FTSE 100: 7245.90 ▼ -18.00 (-0.25%)
Update: Shares in Unilever (ULVR) have surged after Kraft Heinz (KHC.O) launched a sensational $143 billion (£115 billion) takeover bid for the consumer staples giant.
Unilever jumped 13.4% to £37.97, helping to drive the FTSE 100 22 points, or 0.3%, higher to 7,300 on news of the bid, which Unilever has rejected.
Kraft Heinz said in a statement: 'Kraft Heinz confirms that is has made a comprehensive proposal to Unilever about combining the two groups to create a leading consumer goods company with a mission of long-term growth and sustainable living.
'While Unilever has declined the proposal, we look forward to working to reach agreement on the terms of a transaction.
Unilever said it saw 'no merit, either financial or strategic' in the offer, which represented a premium of 18% to its share price at yesterday's close.
'This is cheap money meeting industrial logic,' said Steve Clayton, manager of the HL Select UK Shares fund, who holds Unilever in his portfolio.
'Kraft Heinz are attempting a massive push on the fast forward button, for to acquire the sheer scale of brands that Unilever represents through one-off acquisitions could take decades,' he said. 'With debt cheap and abundant right now, Kraft have spotted their opportunity.'
Michael Hewson, chief market analyst at CMC Markets UK, said any deal would likely face barriers, even if Kraft Heinz were able to secure agreement from Unilever.
'The deal is likely to prompt a Marmite response, with the markets loving the idea given the share price reaction, there is a good chance that government will hate it, and it is inevitable that competition authorities and regulators will want to have a look at it,' he said.
'There will undoubtedly be competition concerns given how big any new company would be,' he added. 'A combined company would be huge in terms of the number of brands, not to mention pricing power.'
Michael van Dulken, head of research at Accendo Markets, agreed. 'The deal may prove less about finances, synergies and corporate merit, and rather more so about politics and hurdles,' he said.
'Theresa May will surely baulk at an opportunistic pounce being made thanks to a Brexit-induced weak pound making this deal 15% cheaper than it would have been a year ago,' he said.
Paul Hickman, analyst at Edison Investment Research, said Kraft Heinz's rejected bid was likely to spark a 'protracted negotiation process'.
'Kraft Heinz's approach demonstrates the pressure on brand owners to consolidate in the face of international pressure on margins and constraints to organic growth opportunities,' he said.
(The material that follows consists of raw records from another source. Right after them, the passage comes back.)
PR #2082, opened 2017-02-14
local development with 'oc cluster up'

joelddiaz:
The new script will set up a local OpenShift cluster, and install the CentOS versions of our zabbix/host monitoring.

start-local-dev-env.sh to start OpenShift, create SSL certificates, load templates, start containers, etc.
stop-local-dev-env.sh to stop OpenShift


joelddiaz:
👍 #1826 in stg

PR #2084, opened 2017-02-15
added cron-send-internal-pods-check.py

zhiwliu:


zhiwliu:
https://github.com/openshift/openshift-tools/pull/2083

Issue #2080, opened 2017-02-13
CI fails when pull request contains double-quotes


tiwillia:
When a pull request contains double-quotes in the title or in the description, the CI fails to run. No update form the CI is seen at all on the pull request, but a job is created on the jenkins server.

This appears to be due to the way the openshift-jenkins-plugin escapes characters in the environment variables passed into a job. The double quotes end up being escaped twice, creating unparse-able json:
```
..., "title": "This is a test PR with \\"double quotes\\"", ...
```

When it should end up like this:
```
..., "title": "This is a test PR with \"double quotes\"", ...
```

This issue can be worked around temporarily by removing the double-quotes from the PR title or description.

tiwillia:
After some testing, it looks like this is due to how openshift escapes env variables in builds. Running the below buildConfig will result in an improperly-escaped json string in the PAYLOAD env variable:
```
{
  "kind": "BuildConfig",
  "apiVersion": "v1",
  "metadata": {
    "name": "json-test",
  },
  "spec": {
    "source": {
        "type": "Dockerfile",
        "dockerfile": "FROM centos:7\nRUN env"
    },
    "strategy": {
      "type": "Docker",
        "dockerStrategy": {
        "noCache": true,
        "env": [
            {
              "name": "PAYLOAD",
              "value": ""
            }
          ]
       }
    }
  }
}

```
```
oc start-build json-test -e PAYLOAD='{"test":"This is a test with \"double-quotes\" in the value"}'
oc logs -f bc/json-test
...
PAYLOAD={"test":"This is a test with \\"double quotes\\" in a json value"}
...
```

The problem has nothing to do with the jenkins plugin

tiwillia:
Solved by https://github.com/openshift/openshift-tools/pull/2090

PR #2087, opened 2017-02-15
Implement add_dynamic_metric for HawkSender

zgalor:
Implementation will create tagging rules (similar to config file "metadata_rules").

### Example:
**cron-send-network-metrics**, calling:
metric_sender.**add_dynamic_metric**("disc.network", "#OSO_NET_INTERFACE", ["tun0", "vethcf88663d", "eth0"])

will create the following tagging rules:
[ {"regex": "disc.network.*\\[tun0\\]", "tags": {"OSO_NET_INTERFACE": "tun0"}},
  {"regex": "disc.network.\*\\[vethcf88663d\\]", "tags": {"OSO_NET_INTERFACE": "vethcf88663d"}}, 
  {"regex": "disc.network.\*\\[eth0\\]", "tags": {"OSO_NET_INTERFACE": "eth0"}}]

Then, 6 calls to **add_metric** with the following pairs:
disc.network.in.bytes[tun0]:  66085550
disc.network.in.bytes[vethcf88663d]:  30809517
disc.network.in.bytes[eth0]:  2174481627
disc.network.out.bytes[tun0]:  68700631
disc.network.out.bytes[vethcf88663d]:  41424582
disc.network.out.bytes[eth0]:  8585515645

Will produce the following metric tags:
key:  node/example.host.com/disc.network.in.bytes[tun0]
tags: {'OSO_NET_INTERFACE': 'tun0'}

key:  node/example.host.com/disc.network.in.bytes[vethcf88663d]
tags: {'OSO_NET_INTERFACE': 'vethcf88663d'}

key:  node/example.host.com/disc.network.in.bytes[eth0]
tags: {'OSO_NET_INTERFACE': 'eth0' }

key:  node/example.host.com/disc.network.out.bytes[tun0]
tags: {'OSO_NET_INTERFACE': 'tun0'}

key:  node/example.host.com/disc.network.out.bytes[vethcf88663d]
tags: {'OSO_NET_INTERFACE': 'vethcf88663d'}

key:  node/example.host.com/disc.network.out.bytes[eth0]
tags: {'OSO_NET_INTERFACE': 'eth0' }

### DIFF
--- a/openshift_tools/monitoring/hawk_sender.py
+++ b/openshift_tools/monitoring/hawk_sender.py
@@ -11,13 +11,11 @@ Examples:
     from openshift_tools.monitoring.hawk_sender import HawkSender
     HOSTNAME = 'host.example.com'
 
-    ZAGGCONN = HawkConnection(url='https://172.17.0.151', user='admin', password='pass')
-    ZAGGHEARTBEAT = HawkHeartbeat(templates=['template1', 'template2'], hostgroups=['hostgroup1', 'hostgroup2'])
+    HAWKCONN = HawkConnection(url='https://172.17.0.151', user='admin', password='pass')
 
-    zs = HawkSender(host=HOSTNAME, hawk_connection=ZAGGCONN)
-    zs.add_heartbeat(ZAGGHEARTBEAT)
-    zs.add_zabbix_keys({ 'test.key' : '1' })
-    zs.send_metrics()
+    hs = HawkSender(host=HOSTNAME, hawk_connection=HAWKCONN)
+    hs.add_metric({ 'test.key' : '1' })
+    hs.send_metrics()
 """
 import re
 from openshift_tools.monitoring.metricmanager import UniqueMetric
@@ -45,6 +43,7 @@ class HawkSender(GenericMetricSender):
         self.unique_metrics = []
         self.verbose = verbose
         self.debug = debug
+        self.dynamic_tag_rules = []
 
         if not host:
             host = self.get_default_host()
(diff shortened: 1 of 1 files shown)


zgalor:
@twiest PTAL. tests are not running for some reason...

twiest:
[test]

zgalor:
This is a rather ugly solution.
Refactoring all scripts that use add_dynamic_metric would be cleaner.
Question is does dynamic metric scripts contain crucial tagging data we need to filter by, or set triggers by in the near future.

@twiest @simon3z your thoughts on that?

twiest:
The more I see this, the more I think we're going to have to.

The regex thing you're relying on here is simply a pattern we use, but it's not enforced. Which means that somewhere in our code base, I'm sure we have dynamic items that don't use that pattern, which means the regex wouldn't work for them.

I don't have an example right now, though.

tiwillia:
It looks like the tests didn't run due to issue #2080 

PR #2090 should resolve the test failures once merged into stg.

tiwillia:
Please re [test]

tiwillia:
The test failures appear to be legitimate:
```
> /usr/bin/pylint --rcfile=jenkins/test/validators/.pylintrc openshift_tools/monitoring/hawk_sender.py
Pylint failed:
Pylint failed:
************* Module openshift_tools.monitoring.hawk_sender
I: 32, 0: Locally disabling too-many-arguments (R0913) (locally-disabled)
C: 92, 4: Invalid method name "update_tags_for_key_with_regex_rules" (invalid-name)
R: 92, 4: Method could be a function (no-self-use)
```

PR #2088, opened 2017-02-15
Carry restart hosts fix from upstream until next vendoring.

dgoodwin:
This is commit 781d2a1dc87bdc37f02ea6f1a3e83abb666f9c49 in
openshift-ansible.

It has been merged and will therefore be picked up next time we vendor
in a new version.


wshearn:
For easy reference https://github.com/openshift/openshift-ansible/pull/3333

wshearn (approved):

PR #2093, opened 2017-02-15
Fix issue with un-testable builds failing

tiwillia:
Builds initiated from comments lacking the "[test]" string were failing
due to incorrectly testing for an empty string rather than a null value.

Also, only post a failure status once, in the Jenkinsfile. It will be
the testing script's responsibility to post the success status, to
ensure it is posted as soon as possible.

### DIFF
--- a/jenkins/Jenkinsfile
+++ b/jenkins/Jenkinsfile
@@ -50,10 +50,8 @@ node {
         }
         echo "Trigger: ${trigger}"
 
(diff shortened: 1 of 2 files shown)


tiwillia:
@twiest this is a small follow-up to fix a few small issues, could you please review?

tiwillia:
Sorry, made a mistake, pushed the wrong branch.

PR #2191, opened 2017-03-06
use centos-release-openshift-origin repo on CentOS

joelddiaz:
this allows us to use different ansible versions than what is found on EPEL
this allows us to use more up-to-date origin RPMs (for 'oc' and 'oadm' binaries)


kwoodson (approved):

joelddiaz:
thanks @andrewklau for #2186 ... we'll just use the OpenShift for Cent repo in general rather than just for Ansible

PR #2198, opened 2017-03-06
fixed spec file for config tag checks

mwoodson:


mwoodson:
@kwoodson approved #2197

PR #2200, opened 2017-03-07
adding a check to only look for zagg-service is zagg is active in config

ivanhorvath:


ivanhorvath:
@twiest this should take care of the problem with cmops,

joelddiaz (approved):

PR #2202, opened 2017-03-07
added the zabbix config loop client template

mwoodson:


mwoodson:
@kwoodson approved #2201

PR #2205, opened 2017-03-07
enabled the checks for the host monitoring to check the config loop tags

mwoodson:


mwoodson:
@ivanhorvath approved #2204

PR #2208, opened 2017-03-07
fixed the config loop client triggers

mwoodson:


mwoodson:
@joelddiaz approved #2207

PR #2211, opened 2017-03-07
adding a check to only look for zagg-service is zagg is active in config

ivanhorvath:


ivanhorvath:
Approved by @joelddiaz in #2200

PR #2213, opened 2017-03-09
vendored openshift ansible 3.5.28

mwoodson:

PR #2214, opened 2017-03-09
vendored openshift ansible 3.5.28

mwoodson:


mwoodson:
@jupierce approved #2213 

vendored rpms so will fail botcheck

PR #2216, opened 2017-03-09
Add check to see if Zabbix is running the most recent LTS version

joelsmith:


scripts/monitoring/cron-send-zabbix-too-old.py
```diff
@@ -0,0 +1,152 @@
...
+import gzip
+import io
+import os
+import rpm
+import lxml.etree
+import lxml.objectify
+import subprocess
+#pylint: disable=import-error
+from openshift_tools.monitoring.metric_sender import MetricSender
+#pylint: enable=import-error
```
kwoodson, line 26: Is this statement needed?

kwoodson (commented):
Small nit.  Everything else looks good.

scripts/monitoring/cron-send-zabbix-too-old.py
joelsmith: It's not needed, but I like re-enabling disabled checks so that the linter can find any other potential issues that do happen to be valid problems.

joelsmith:
I ran pylint manually and it passes. The check is exploding, so merging without passed checks.

PR #2217, opened 2017-03-09
Add check to see if Zabbix is running the most recent LTS version

joelsmith:


joelsmith:
@kwoodson gave 👍 in stg PR #2216

joelsmith:
I ran pylint manually and it passes. The check is exploding, so merging without passed checks.

PR #2218, opened 2017-03-09
Adding debug flag so we can peer into the docker container.

kwoodson:


tiwillia:
Thinking about how this is going to be used.

You can re-run a failed jenkins job. When you do, it allows you to modify the Jenkinsfile before re-running the build. You can add this env variable to the envs we pass to the build:
```
        openshiftBuild buildConfig: 'openshift-tools-test', env: [[ name: 'PULL_REQUEST', value: pull_request_string ], [ name: 'BUILD_URL', value: env.BUILD_URL ], [name: 'OO_PAUSE_ON_BUILD', value: "true"]], showBuildLogs: true
```

kwoodson:
[test]

PR #4190, opened 2019-08-28
Enable monitoring container to see cluster tier

dak1n1:
This change passes an environment variable to the monitoring container,
which will allow us to configure monitoring based on the cluster tier.
For example, only monitor dedicated-admin service on dedicated tier.

Related PR: openshift/openshift-ansible-ops#5617


dak1n1:
Approved in PR #4189

PR #4194, opened 2019-08-29
Specify namespace for zagg service

dak1n1:
This should fix an error encountered when the service is not found.


dak1n1:
Approved in PR #4193

PR #4196, opened 2019-08-30
Separate out RUN commands for easier debugging

dak1n1:
Having too many &&'s chaining together commands made the docker build difficult to debug.
I separated some of the yum commands out, and removed pcp before trying to install a new version.
This has lead to more reliable builds of the monitoring container in my testing.

https://jira.coreos.com/browse/SREP-2026


BlueShells:
👍

PR #4202, opened 2019-09-05
added createvpcendpoint and describevpcendpoint to the byoc customer admin policy

mwoodson:


mwoodson:
@jewzaam approved #4201

PR #4203, opened 2019-09-09
[stg]skip the teminating pod check on free-online clusters

bmeng:
Move the terminating pod into the if condition where it runs on dedicated clusters only.


wanghaoran1988:
+1

PR #4204, opened 2019-09-09
[prod] remove the check for the un-used path/cert for internal ssl

bmeng:
prod branch change for https://github.com/openshift/openshift-tools/pull/4198


bmeng:
Merge this as https://github.com/openshift/openshift-tools/pull/4198 has been `+1`ed

PR #4212, opened 2019-09-19
added the openshift registry ip cert role

mwoodson:


mwoodson:
@yithian approved #4211

PR #4220, opened 2019-09-23
added 2 more guardduty rules to the customer admin role

mwoodson:


mwoodson:
@jewzaam approved #4219

PR #4225, opened 2019-09-26
updated the ssl check to accept the hosts from being passed into the role

mwoodson:


mwoodson:
@yithian approved #4224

'With about 70% of revenue from Europe and Asia, Unilever's markets are complementary to Kraft Heinz, which has around 70% in the US.'
US investment legend Warren Buffett owns just over a quarter of Kraft Heinz, while just under a quarter is held by fund group 3G Capital Management.
Among the fallers, Rolls-Royce (RR) was down 4.1% as credit ratings agency Fitch downgraded its debt, while miners tracked the copper price lower.
On the FTSE 250, Essentra (ESNT) was a strong riser, up 14.8% at 483.7p despite a profit warning from the plastics and packaging company, as investors judged the news less bad than feared.
PZ Cussons (PZC) jumped 2.8% as the personal healthcare product maker was buoyed by new of the Unilever bid.
Among 'small cap' stocks, Georgia Healthcare (GHGG) jumped 8.1% to 385p, after reporting a doubling of profits.